PR #907, opened 2018-03-23
Clean up the close process of client and consumerGroup

aikar:
If .close is called, we need to ensure that we close cleanly.
Previously, the kafka/ZK client was closed even when it still had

#### [What is expected]
Reproduce each line above exactly.

#### [Answer below]
PR #907, opened 2018-03-23
Clean up the close process of client and consumerGroup

aikar:
If .close is called, we need to ensure that we close cleanly.
Previously, the kafka/ZK client was closed even when it still had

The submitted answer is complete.